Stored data
__________

PR #261, opened 2024-02-09
Add support for OCI Image Manifest

chantra:
Image like s390x/ubuntu uses OCI Image Manifest, which per
https://github.com/opencontainers/image-spec/blob/v1.0.1/manifest.md
is very similar to vnd.docker.distribution.manifest.v2.

Add a test to confirm we can deserialize an OCI Image Manifest as a ManifestSchema2Spec.

Also add a test to confirm that we can now fetch the manifest from docker.io.
Previously it would fail with MANIFEST_UNKNOWN.

This is built on top of #260 . I stacked it because it would otherwise have merge conflicts due to the tests.


chantra:
As a follow up, I am happy to revive #244 if @luizribeiro can't get to it.

chantra:
@PratikMahajan if you could look into this one too, that would be great.

PratikMahajan (approved):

__________

### What you have to do
Across all the records, find the lines containing the word "that" and reproduce each one.

### Response to the task
Also add a test to confirm that we can now fetch the manifest from docker.io.
@PratikMahajan if you could look into this one too, that would be great.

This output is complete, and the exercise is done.